---------- THE DATA
PR #531, opened 2022-06-01
Precompute audio output adjust

stephenhensley:
Just a slight optimization to avoid the added per-sample multiplication added with the new `AudioHandle::Config` parameter.


TheSlowGrowth (approved):
Looks good to me :-)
--------------------
_PROBLEM DESCRIPTION_
Search the entries for the line holding "Just a slight". Return that line and the ones after it through the last, exactly.

_YOUR RESPONSE_
Just a slight optimization to avoid the added per-sample multiplication added with the new `AudioHandle::Config` parameter.


TheSlowGrowth (approved):
Looks good to me :-)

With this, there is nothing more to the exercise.